### Input data
-*-
PR #127, opened 2016-06-07
getUserMedia: prefer the "user" camera if we have not specified the exact device id for mobile devices

tsareg:
This should make us to select "front" camera for mobile apps by default. To really work with react-native, needs support for "facingMode" constraint in react-native-webrtc, which will be done by @paweldomas and @lyubomir

### DIFF
--- a/modules/RTC/RTCUtils.js
+++ b/modules/RTC/RTCUtils.js
@@ -119,6 +119,12 @@ function getConstraints(um, options) {
             constraints.video.optional.push({
                 sourceId: options.cameraDeviceId
             });
+        } else {
+            // by default prefer the "user" camera if we have not specified the
+            // exact device id for mobile devices
+            if (RTCBrowserType.isReactNative() || RTCBrowserType.isAndroid()) {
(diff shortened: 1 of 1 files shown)


modules/RTC/RTCUtils.js
```diff
@@ -119,6 +119,12 @@ function getConstraints(um, options) {
             constraints.video.optional.push({
                 sourceId: options.cameraDeviceId
             });
+        } else {
+            // by default prefer the "user" camera if we have not specified the
+            // exact device id for mobile devices
+            if (RTCBrowserType.isReactNative() || RTCBrowserType.isAndroid()) {
+                constraints.video.facingMode = "user";
```
lyubomir: Why is the facingMode constraint applied on React Native and Android only? Don't we want a user-facing camera otherwise? Or maybe the constraint breaks Chrome or Firefox?

tsareg: Well, it's not yet supported in Chrome, but it doesn't break anything. So probably you are right, let's  make it for all browsers.

PR #128, opened 2016-06-08
Reduce the dependency on HTML elements

lyubomir:
Since React Native doesn't have HTML elements, depend on HTML element properties and don't necessarily depend on them being properties on actual HTML elements but rather assume plain JavaScript objects.

(This PR deals with the dependencies on HTML elements only in the context of JitsiTrack#attach and #detach because that's what we need now in React Native. Of course, in the future we'll very likely want to deal with other dependencies on HTML elements as well.)

### DIFF
--- a/modules/RTC/JitsiTrack.js
+++ b/modules/RTC/JitsiTrack.js
@@ -184,25 +184,25 @@ JitsiTrack.prototype.attach = function (container) {
 };
 
 /**
- * Removes the track from the passed HTML container.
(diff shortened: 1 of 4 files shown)


lyubomir:
This PR will very likely break the automatic PR testing because of the value returned by RTCUIHelper#getVideoId. The very tests i.e. jitsi-meet-torture will (very likely) need modifications to deal with the new return value.

lyubomir:
Jenkins, test this please.

PR #130, opened 2016-06-09
Report DOMException when audio output device change fails as gUM error to callstats

tsareg:
Currently if browser fails to set audiooutput device on tracks, this error was logged as SignalingError to callstats. This is actually not very obvious, so instead log it as gUM error.

### DIFF
--- a/JitsiMeetJS.js
+++ b/JitsiMeetJS.js
@@ -197,7 +197,7 @@ var LibJitsiMeet = {
               handler(error);
           });
         } else {
-            Statistics.reportGlobalError.call(Statistics, error);
+            Statistics.reportGlobalError(error);
         }
     },
 
--- a/JitsiMeetJS.js
+++ b/JitsiMeetJS.js
@@ -197,11 +197,7 @@ var LibJitsiMeet = {
               handler(error);
           });
         } else {
-            if (error instanceof JitsiTrackError && error.gum) {
-                Statistics.sendGetUserMediaFailed(error);
-            } else {
-                Statistics.sendUnhandledError(error);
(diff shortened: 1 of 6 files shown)


JitsiMeetJS.js
```diff
@@ -197,7 +197,11 @@ var LibJitsiMeet = {
               handler(error);
           });
         } else {
-            Statistics.sendUnhandledError(error);
+            if (error instanceof JitsiTrackError && error.gum) {
+                Statistics.sendGetUserMediaFailed(error);
+            } else {
+                Statistics.sendUnhandledError(error);
+            }
```
lyubomir: This piece looks suspiciously close to a duplicate of the piece in JitsiConference.js. Is it possible to eliminate this duplication?

tsareg: Actually, I don't know why it's duplicated at all. I mean, why do we do the same in JitsiConference and in JitsiMeetJS.createLocalTracks. I'll ask in the chat probably.

tsareg: Extracted code duplication

JitsiMeetJS.js
```diff
@@ -197,7 +197,7 @@ var LibJitsiMeet = {
               handler(error);
           });
         } else {
-            Statistics.sendUnhandledError(error);
+            Statistics.reportGlobalError.call(Statistics, error);
```
lyubomir: Isn't that the same as Statistics.reportGlobalError(error)?

tsareg: My bad. Fixed

PR #134, opened 2016-06-15
Sends additional logs to callstats.

damencho:
Logs versions of components and library version. Logs shard and region if available.

### DIFF
--- a/connection_optimization/external_connect.js
+++ b/connection_optimization/external_connect.js
@@ -39,6 +39,13 @@ function createConnectionExternally(webserviceUrl, success_callback,
             if (xhttp.status == HTTP_STATUS_OK) {
                 try {
                     var data = JSON.parse(xhttp.responseText);
+                    var headers = xhttp.getAllResponseHeaders();
+                    window.jitsiProxyRegion
+                        = xhttp.getResponseHeader('X-Proxy-Region');
+                    window.jitsiRegion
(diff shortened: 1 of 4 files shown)


connection_optimization/external_connect.js
```diff
@@ -39,6 +39,13 @@ function createConnectionExternally(webserviceUrl, success_callback,
             if (xhttp.status == HTTP_STATUS_OK) {
                 try {
                     var data = JSON.parse(xhttp.responseText);
+                    var headers = xhttp.getAllResponseHeaders();
+                    window.jitsiProxyRegion
```
tsareg: Maybe use a one object to store those values? e.g. window.jitsiRegionInfo...

connection_optimization/external_connect.js
```diff
@@ -39,6 +39,13 @@ function createConnectionExternally(webserviceUrl, success_callback,
             if (xhttp.status == HTTP_STATUS_OK) {
                 try {
                     var data = JSON.parse(xhttp.responseText);
+                    var headers = xhttp.getAllResponseHeaders();
```
hristoterezov: I think that variable is not used. Can you remove it?

connection_optimization/external_connect.js
hristoterezov: +1

PR #136, opened 2016-06-16
Switch to new style gUM constraints according to W3C spec for new browsers

tsareg:
So here I tried to switch to new style for constraints according to W3C spec (https://www.w3.org/TR/mediacapture-streams/#constrainable-interface). You can try it in Chrome 53 (Canary) or Firefox 47.
Though it works, there are number of issues with it:
- non-standard Chrome-specific props seems not to work with these new styles constraints (https://bugs.chromium.org/p/chromium/issues/detail?id=605673). This means that for screen sharing in Chrome we still need to use old-style constraint.
- "exact" constraint for video dimensions is not working in Chrome - https://bugs.chromium.org/p/chromium/issues/detail?id=620665
- Firefox distorts 4:3 videos - https://bugzilla.mozilla.org/show_bug.cgi?id=1280449 - ALREADY FIXED IN 50.0a1 (2016-06-17)

So actually I don't know if it makes sense to switch to this approach now.

### DIFF
--- a/modules/RTC/RTCUtils.js
+++ b/modules/RTC/RTCUtils.js
@@ -40,6 +40,12 @@ var featureDetectionAudioEl = document.createElement('audio');
 var isAudioOutputDeviceChangeAvailable =
     typeof featureDetectionAudioEl.setSinkId !== 'undefined';
 
+var constraintsNewFormatSupported = !!(navigator.mediaDevices &&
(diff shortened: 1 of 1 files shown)


saghul:
This has been worked on by @virtuacoplenny lately. Closing.

PR #137, opened 2016-06-16
Refactor callstats removing improve static calls to Statistics.

damencho:
You can call static Statistics methods which will internally handle callstats instances to send stats. Drops handlers and JitsiMeetJS references.


tsareg:
Excellent!
That what I was actually asking about a week ago - why do we need to duplicate code in JitsiMeetJS and in JitsiConference.

PR #138, opened 2016-06-17
Don't mix old and new-style for gUM constraints for Chrome, as it fails with TypeError in new Chrome versions

tsareg:
For more details see https://bugs.chromium.org/p/chromium/issues/detail?id=614716.
In Chrome 51 this error happens when "enable-experimental-web-platform-feature" flag is enabled, while in Chrome Canary 53 it fails always.

This is extracted code from https://github.com/jitsi/lib-jitsi-meet/pull/136 as it seems that currently we're not able to fully switch to new style constraints for new browsers due to bugs.

### DIFF
--- a/modules/RTC/RTCUtils.js
+++ b/modules/RTC/RTCUtils.js
@@ -114,10 +114,10 @@ function getConstraints(um, options) {
         constraints.video = { mandatory: {}, optional: [] };
 
         if (options.cameraDeviceId) {
-            // Don't mix new and old style settings for Chrome as this leads to
-            // TypeError in new Chrome versions. @see
+            // Don't mix new and old style settings for Chromium as this leads
+            // to TypeError in new Chromium versions. @see
             // https://bugs.chromium.org/p/chromium/issues/detail?id=614716
-            if (!RTCBrowserType.isChrome()) {
+            if (!RTCBrowserType.isChrome() && !RTCBrowserType.isOpera()) {
                 // New style of setting device id.
                 constraints.video.deviceId = options.cameraDeviceId;
             }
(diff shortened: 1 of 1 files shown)


tsareg:
Jenkins, test this please.

modules/RTC/RTCUtils.js
```diff
@@ -114,9 +114,14 @@ function getConstraints(um, options) {
         constraints.video = { mandatory: {}, optional: [] };
 
         if (options.cameraDeviceId) {
-            // new style of settings device id (FF only)
-            constraints.video.deviceId = options.cameraDeviceId;
-            // old style
+            // Don't mix new and old style settings for Chromium as this leads
+            // to TypeError in new Chromium versions. @see
+            // https://bugs.chromium.org/p/chromium/issues/detail?id=614716
+            if (!RTCBrowserType.isChrome() && !RTCBrowserType.isOpera()) {
```
lyubomir: - So the fix applies to Chrome and Opera only? Not React Native?

- Since you have the check 3 times, could I please ask you to have it once stored in a variable with a descriptive name which makes it clear that it stands for a new style of constraints or something like that?

modules/RTC/RTCUtils.js
```diff
@@ -114,9 +114,14 @@ function getConstraints(um, options) {
...
+                // New style of setting device id.
+                constraints.video.deviceId = options.cameraDeviceId;
+            }
+            // Old style.
             constraints.video.optional.push({
```
lyubomir: In the 3 cases that you've modified, the if affects the new style only. Why isn't it an if/else that switches between old and new style?

modules/RTC/RTCUtils.js
tsareg: > So the fix applies to Chrome and Opera only? Not React Native?
It applies for Chromium-based devices only.

> Since you have the check 3 times, could I please ask you to have it once stored in a variable with a descriptive name which makes it clear that it stands for a new style of constraints or something like that?

Fixed

modules/RTC/RTCUtils.js
tsareg: This is a temporary solution, in future we will fully split old and new style constraints when new versions of Chromium and Firefox will have stable support of new constraints format. For more information see https://github.com/jitsi/lib-jitsi-meet/pull/136

tsareg:
Jenkins: it's ok to test

modules/RTC/RTCUtils.js
lyubomir: To start on a humorous note, the Internet says: There's nothing more permanent than a temporary fix. (You've pointed out that there's a PR but, as you said, it's not ready yet.)

Do I understand you right that you don't want to use an if/else in the 3 cases of this PR?

tsareg: For the sake of compatibility, I would still leave mix of both old and new constraints for now. Is that what you're asking me?

tsareg:
Jenkins, test this please.

PR #2725, opened 2025-03-23
Migrating `modules/xmpp/StropheLastSuccess`

yashop7:
Fixes #2693

### DIFF
--- a/modules/xmpp/StropheLastSuccess.ts
+++ b/modules/xmpp/StropheLastSuccess.ts
@@ -1,13 +1,9 @@
 /**
  * Attaches to the {@link Strophe.Connection.rawInput} which is called whenever any data is received from the server.
  */
-export interface IXmppConnection {
-    connected: boolean;
-}
 
-export interface IStropheConnection {
-    rawInput: (...args: any[]) => void;
-}
+import XmppConnection from './XmppConnection';
+
 
 export default class LastRequestTracker {
     private _lastSuccess: number | null;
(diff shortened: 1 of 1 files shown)


modules/xmpp/StropheLastSuccess.ts
```diff
@@ -1,7 +1,18 @@
 /**
  * Attaches to the {@link Strophe.Connection.rawInput} which is called whenever any data is received from the server.
  */
+export interface IXmppConnection {
```
saghul, line 4: This feels like the wrong place to expose this since we do have an XmppConnection class.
-*-
### Task description
The required output is every line above from the one with "This is extracted" down to the one with "-114,10 +114,10 @@", restated word for word, ends included.

### Solution
This is extracted code from https://github.com/jitsi/lib-jitsi-meet/pull/136 as it seems that currently we're not able to fully switch to new style constraints for new browsers due to bugs.

### DIFF
--- a/modules/RTC/RTCUtils.js
+++ b/modules/RTC/RTCUtils.js
@@ -114,10 +114,10 @@ function getConstraints(um, options) {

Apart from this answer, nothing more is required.